Simon Zebo and Dave Kilcoyne dejected after the game Munster are in a poor position after a home defeat. Source: Morgan Treacy/INPHO

He recalled that message once again earlier this week, underlying his belief that Munster needed to win all three of their home pool games if they are to advance into the knock-out stages.

Viewed in that light, this was a huge blow for the province, who now have to go to Welford Road next weekend and win. Leicester are likely to be better on home soil, although Munster will feel that if they can cut out the simple errors they have enough to win.

Still, it’s a mess of a situation for Foley’s men. Their previously exceptional home record is slowly becoming a memory rather than a reality.

Who’s taking responsibility?

While Foley’s men did come bounding out of the blocks in the second half to suggest a memorable comeback might be on the cards, they were rudderless at other times.

Ian Keatley is tackled by Tom Youngs and Dan Cole Source: Cathal Noonan/INPHO

As they looked to claw their way into the contest, there was a notable absence of big plays, big moments of quality from big players.
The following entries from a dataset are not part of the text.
PR #397, opened 2026-06-22
feat(dispatch): surface a crash/kill-on-close as a dispatch failure

victorarias:
## Why

PR #394 made a chief-of-staff dispatch that closes **without** a structured terminal report the neutral terminal `ended` — *silence is neither success nor failure* — which killed the old false `[failed]` for an unreported success. But that left a real gap: a genuine **crash/kill** mid-work now reads as the same quiet `ended` as a clean stop. A killed agent looks uneventful, which trains the chief to ignore the signal from the other direction.

This is **Option B (crash visibility)**, chosen by Victor over inferring success on a clean close: keep `ended` neutral for clean/unconfirmed closes (never claim an unearned success), but surface a *real* cut-off as a failure.

## What

- **Capture the close-state at the source.** The daemon records the delegated session's last attn-classified runtime state the moment its process exits — in `handlePTYExit` *before* the idle-clobber, with a backstop in `dropSessionRecord` for removal paths that bypass it (reap on restart, liveness sweep, worktree teardown). First-writer-wins keeps the true pre-clobber state authoritative over a later teardown read that would only see the clobbered `idle`. Persisted as a new durable `closed_state` on the dispatch (survives daemon restart).
- **Classify it.** The shared `internal/dispatch.Classify` (single source of truth) surfaces a close cut off mid-flight — `working` / `launching` / `pending_approval` — as `failed` (`session_crashed`), while a clean rest (`idle` / `waiting_input`) or an unconfirmed close (`unknown` / unstamped) stays neutral `ended`. Agent-declared `done` / `failed` / `review` reports remain authoritative over any close-state.
- **Make it immediate.** The decorate path projects the terminal `closed` status as soon as a close-state is stamped, so a crash is classified at process-exit time even while the idle-clobbered session record still lingers in the store.

The safe direction is preserved: attn never asserts a failure it can't evidence, and never a `done` it wasn't told. An unstamped/legacy close behaves exactly as before (`ended`).

## Tests

- `internal/dispatch` — classifier table extended with the full close-state matrix (crash states → failed; clean/unconfirmed → ended; terminal reports beat a crash close-state).
- `internal/store` — `closed_state` first-writer-wins, in-memory + SQLite paths, durability across reopen; migration 53 added + idempotent.
- `internal/daemon` — end-to-end through real `handlePTYExit` / `dropSessionRecord` → decorate → `Classify`: crash visible, clean close neutral, first-writer-wins across exit-then-removal, drop backstop, non-dispatch no-op.

Verified: `gofmt`, `go vet`, `go test ./internal/{dispatch,store,daemon,protocol} ./cmd/attn`, frontend `tsc --noEmit`. Protocol `119 → 120` (new `closed_state` field; frontend version bumped in lockstep).

## Notes
- Base is `main` (#394 already merged).
- Vision doc `docs/vision/chief-delegation-awareness.md` updated: the *Reliable doneness-on-close* big rock now reflects the implemented design, and the re-arming caveat is marked resolved.

### DIFF
--- a/CHANGELOG.md
+++ b/CHANGELOG.md
@@ -8,6 +8,9 @@ Format: `[YYYY-MM-DD]` entries with categories: Added, Changed, Fixed, Removed.
 
 ## [2026-06-23]
 
+### Changed
+- **A delegated agent that crashes or is killed mid-work now surfaces as a failure to its chief.** When a chief-of-staff dispatch's session ends, attn now tells a clean stop from a real crash: a session cut off while it was still working, starting up, or waiting on a tool approval is reported as a failure (`[failed]`), while a session that closed from a settled rest — or one attn couldn't classify — stays the neutral "ended" introduced with `dispatch watch`. attn still never claims a success the agent didn't report; this only makes a genuine crash visible instead of letting it look like an uneventful end.
+
 ### Fixed
 - **Long Notebook notes keep their rendered formatting and cursor position while you edit.** Moving the cursor beyond the first few thousand characters no longer turns the rest of a note back into raw Markdown or sends ArrowUp to the properties card. Clicking into the body also leaves the frontmatter card stable; raw YAML appears only when you click the card to edit it.
 - **Chief-of-staff delegations no longer disappear into muted workspaces.** Delegating into an existing muted workspace now brings that workspace back into the sidebar, and `attn list` marks sessions whose workspace is muted so the chief can see that state before choosing a target.
--- a/app/src/hooks/useDaemonSocket.ts
+++ b/app/src/hooks/useDaemonSocket.ts
@@ -172,7 +172,7 @@ export interface RateLimitState {
 
 // Protocol version - must match daemon's ProtocolVersion
 // Increment when making breaking changes to the protocol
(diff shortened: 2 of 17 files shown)


figgyster (dismissed):
This looks safe to merge. The close-state capture lands at the right seam — before the idle-clobber can erase the evidence — and the shared classifier keeps the important safety line intact: explicit reports win, real mid-flight cutoffs become visible failures, and ambiguous/clean closes stay neutral.

I ran `go test ./internal/dispatch ./internal/store ./internal/daemon` and `make test`; both passed. GitHub's Frontend check was still pending when I checked, but no blockers from me.

figgyster (approved):
Still safe to merge after the force-push. The current patch is back to the close-state crash signal, and the key seam is intact: capture before idle-clobber, first-writer-wins persistence, and classifier precedence keeps explicit reports authoritative while making real mid-flight cutoffs visible.

I ran `go test ./internal/dispatch ./internal/store ./internal/daemon`, `make test`, and `pnpm --dir app test -- --run`; all passed locally. GitHub Frontend was still pending when I checked, but no blockers from me.

PR #398, opened 2026-06-23
fix(delegation): reveal muted target workspaces

victorarias:
## Intent / Why

A chief-of-staff delegation could target an existing muted workspace successfully, but the new agent stayed hidden from the normal sidebar. The dashboard still linked to the session, so opening it switched away from the chief into a workspace the sidebar did not show. The chief also had no way to see the target workspace was muted from `attn list`.

## Summary

- Unmute an existing workspace after a chief-of-staff delegation is successfully tracked, so the delegated agent appears in the sidebar.
- Preserve mute state for ordinary session-to-session delegation.
- Expose `workspace_muted: true` on session snapshots so `attn list` makes hidden workspace ownership visible before delegation.
- Bump the daemon/frontend protocol to 120 and update generated types, bundled delegation guidance, and the changelog.

## Test plan

- [x] `go test ./...`
- [x] `pnpm --dir app test` (123 files, 1,142 tests)
- [x] Focused chief/ordinary delegation and workspace snapshot regression tests
- [x] `make dev` and `make install-daemon-dev` packaged dev build/install
- [x] `git diff --check`

## Out of scope

- Ordinary delegation continues to respect an explicitly muted workspace; only tracked chief-of-staff delegation revives it.

### DIFF
--- a/CHANGELOG.md
+++ b/CHANGELOG.md
@@ -6,6 +6,11 @@ Format: `[YYYY-MM-DD]` entries with categories: Added, Changed, Fixed, Removed.
 
 ---
 
+## [2026-06-23]
+
+### Fixed
+- **Chief-of-staff delegations no longer disappear into muted workspaces.** Delegating into an existing muted workspace now brings that workspace back into the sidebar, and `attn list` marks sessions whose workspace is muted so the chief can see that state before choosing a target.
+
 ## [2026-06-22]
 
 ### Added
--- a/app/src/hooks/useDaemonSocket.ts
+++ b/app/src/hooks/useDaemonSocket.ts
@@ -172,7 +172,7 @@ export interface RateLimitState {
 
 // Protocol version - must match daemon's ProtocolVersion
 // Increment when making breaking changes to the protocol
-export const PROTOCOL_VERSION = '119';
+export const PROTOCOL_VERSION = '120';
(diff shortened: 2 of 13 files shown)


figgyster (dismissed):
This is the right behavioral fix, but the protocol artifacts are only half regenerated.

`Session.workspace_muted` was added to TypeSpec and Go `generated.go`, but `app/src/types/generated.ts` still lacks the field. Running quicktype against the current JSON schema produces the missing `workspace_muted?: boolean` entries for `Session`/`SessionElement`, so `make check-types` should fail in a runner with the generator toolchain installed.

Required before merge:
- Regenerate and commit `app/src/types/generated.ts` for protocol 120.

Local validation: `go test ./...` passed, `pnpm --dir app test` passed (123 files / 1,142 tests). The daemon/frontend CI was still finishing when I checked, but this generated-type drift is enough to keep the review red. Tiny protocol rake, but it’s still a rake.

figgyster (approved):
Fixed. `workspace_muted` is now present in the frontend generated types and conversion maps, so the protocol 120 contract is lined up again.

Local checks passed: `git diff --check`, `pnpm --dir app exec tsc --noEmit`, `go test ./...`, and `pnpm --dir app test` (123 files / 1,142 tests). Frontend CI was still running at last fetch, but the local principal checks cover the blocker.

No blockers from me.

PR #399, opened 2026-06-23
Add chief of staff support for copilot

harleenquinzell:
## Summary

Enables chief-of-staff delegation to **GitHub Copilot**. Copilot now declares the
`initial_prompt` capability and launches with `copilot --interactive <brief>`,
joining Claude and Codex as a delegation target. Ordinary (non-delegated) Copilot
sessions are unaffected.

## Flag decision: `--interactive` (NOT `-p`/`--prompt`) — with evidence

An offline review flagged the original `-i` as likely wrong, because the **online**
GitHub docs ([cli-programmatic-reference](https://docs.github.com/en/copilot/reference/copilot-cli-reference/cli-programmatic-reference))
only document `-p`/`--prompt` and omit `-i` entirely. I installed and checked the
**actual** CLI to settle it:

`copilot --help` (CLI **v1.0.63**, `brew install copilot-cli`):

```
-i, --interactive <prompt>   Start interactive mode and automatically execute this prompt
-p, --prompt <text>          Execute a prompt in non-interactive mode (exits after completion)
```

Documented example: `$ copilot -i "Fix the bug in main.js"`. Parse-validated against
the binary: `copilot --interactive` and `copilot --yolo --interactive` both error only
with `option '-i, --interactive <prompt>' argument missing` (flag + `--yolo` combo
accepted), versus `unknown option` for a bogus flag.

**Conclusion:** `-i`/`--interactive` is the **correct** flag. It starts a *persistent
interactive* session that auto-runs the brief and stays alive for steering — the exact
model attn delegation uses for Claude/Codex. `-p`/`--prompt` would be **wrong**: it runs
non-interactively and exits after completion, which would tear the delegated session down
immediately. So the original author's flag choice was right; I switched it to the long
form `--interactive` for clarity and documented the evidence inline in `copilot.go`.

**Runtime-validation status (honest):** the flag and its `--yolo` combination were
verified against the live binary's parser. A full end-to-end delegated Copilot run (an
interactive session auto-executing a brief through attn's PTY) was **not** exercised —
that needs an authenticated Copilot session. CI only unit-tests argument construction.

## Test reconciliation

- **`internal/daemon`** — replaced the inherited `TestDelegateRejectsCopilotInitialPrompt`
  (which asserted copilot delegation must error — the behavior this PR reverses, and the
  exact blocker figgyster flagged) with **`TestDelegateAcceptsCopilotInitialPrompt`**,
  asserting delegation now succeeds and spawns a tracked Copilot session carrying the brief.
- **`internal/agent`** — `TestCopilotBuildCommandInitialPrompt` now asserts `--interactive`;
  `TestCopilotSupportsInitialPrompt` message updated.
- Full `go test ./...` and `make test` are green (1791 tests, 10 env-gated skips).

## Housekeeping

- Marked the superseded *"Copilot excluded from delegation"* decision in
  `docs/plans/2026-06-08-chief-of-staff.md` (kept the rationale).
- Added a user-facing changelog entry.

## Rebase

Branch was rebased onto latest `main` before this work; `origin/chief-copilot` now
fast-forwards.

### DIFF
--- a/.gitignore
+++ b/.gitignore
@@ -22,3 +22,6 @@ app/src-tauri/binaries/
 
 # Generated per-profile Tauri config overlays (see scripts/build-app-profile.sh)
 app/src-tauri/*.gen.conf.json
+
+# Local env files
+**/.npmrc
--- a/CHANGELOG.md
+++ b/CHANGELOG.md
@@ -8,6 +8,9 @@ Format: `[YYYY-MM-DD]` entries with categories: Added, Changed, Fixed, Removed.
 
 ## [2026-06-23]
 
+### Added
+- **The chief of staff can now delegate to GitHub Copilot.** Copilot joins Claude and Codex as a delegation target: the chief spins up a Copilot session with the brief, and the agent starts in an interactive session that runs the brief and stays open for follow-up steering. Ordinary (non-delegated) Copilot sessions are unaffected.
+
 ### Fixed
 - **Long Notebook notes keep their rendered formatting and cursor position while you edit.** Moving the cursor beyond the first few thousand characters no longer turns the rest of a note back into raw Markdown or sends ArrowUp to the properties card. Clicking into the body also leaves the frontmatter card stable; raw YAML appears only when you click the card to edit it.
 - **Chief-of-staff delegations no longer disappear into muted workspaces.** Delegating into an existing muted workspace now brings that workspace back into the sidebar, and `attn list` marks sessions whose workspace is muted so the chief can see that state before choosing a target.
--- a/docs/plans/2026-06-08-chief-of-staff.md
+++ b/docs/plans/2026-06-08-chief-of-staff.md
@@ -170,8 +170,12 @@ ChiefOfStaffDispatch {
   attached to the agent that created them and remain visible as history.
 - Placement defaults to the current workspace. `--new-workspace`, `--cwd`, and
   `--worktree` opt into a new workspace; `--workspace` targets an existing one.
-- Copilot is excluded from delegation for now; ordinary Copilot sessions remain
-  supported.
+- ~~Copilot is excluded from delegation for now; ordinary Copilot sessions remain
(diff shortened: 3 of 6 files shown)


figgyster (dismissed):
This is close, but the daemon test suite is red on the current head.

`go test ./...` fails in `internal/daemon` because `TestDelegateRejectsCopilotInitialPrompt` still expects Copilot delegation to reject initial prompts:

```text
--- FAIL: TestDelegateRejectsCopilotInitialPrompt
    delegate_test.go:705: delegate() error = <nil>, want unsupported initial prompt error
```

Since this PR intentionally flips Copilot to `HasInitialPrompt: true`, that daemon test needs to be updated or replaced to pin the new delegation behavior. Required before merge: make the principal Go suite pass again.

figgyster (dismissed):
The blocker is still present on the new head.

I re-ran the focused daemon path and `go test ./internal/agent ./internal/daemon` still fails in `internal/daemon`:

```text
--- FAIL: TestDelegateRejectsCopilotInitialPrompt
    delegate_test.go:819: delegate() error = <nil>, want unsupported initial prompt error
```

The previous implementation change is still coherent, but this stale daemon test keeps the principal suite red. Required before merge: update/remove that negative Copilot delegation test and replace it with coverage for the new supported initial-prompt behavior.

figgyster (dismissed):
This looks safe to merge now. The Copilot launch path uses the persistent interactive mode (`--interactive`) instead of the one-shot prompt path, and the daemon-level delegation test now pins the new behavior instead of fighting it.

`go test ./...` passes locally. GitHub checks weren’t reported yet when I last fetched them, but the principal Go suite is green from here.

figgyster (approved):
Still safe after the rebase/merge-from-main. The PR patch is unchanged in substance, the Copilot delegation path is still pinned at the right seam, and the daemon/store/dispatch code now sitting under it is green.

`go test ./...` passes locally, and the visible GitHub checks are green/skipped as expected. No blockers from me.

Without the likes of Paul O’Connell, Peter O’Mahony and Tommy O’Donnell, Munster lacked characters capable of grabbing the momentum.

Ian Keatley at out-half endured one of his toughest nights in the red jersey, missing a penalty from in front of the posts, kicking poorly out of hand at times, and struggling to create openings when Munster got into the Leicester 22.

Captain CJ Stander was as effective as ever in his ball-carrying, leading the side in that department and doing damage to the Tigers’ defence. There were a handful of solid performances around him, but Munster need more players delivering result-influencing displays.

Unhappy support

While Munster stated an attendance figure of over 22,000, there didn’t appear to be that number inside Thomond Park for this massive European fixture. The empty seats and terrace spots tell a story of their own about where Munster are right now.

Munster players out early for the second half in a huddle Source: Dan Sheridan/INPHO

Those who did come delivered a brilliant atmosphere for much of the game, as the volume crackled. Events on the pitch, however, saw that atmosphere fizz out to the extent that some fans headed for the exits before the game had even ended.

“Jesus, this is just a nightmare,” proclaimed one supporter during the second half, a sentiment that will be shared by many after this game. This version of Munster is a shadow of the squad that were kings of Europe in 2006 and 2008.

Perhaps the most painful moment of Keatley’s night was the moment the stadium announcer confirmed he was being replaced by Rory Scannell and some of the Thomond Park crowd cheered.

A portion of Munster’s fans are unhappy with the direction the province is heading in, with little sense of realistic optimism about their chances of being competitive in the short-term future.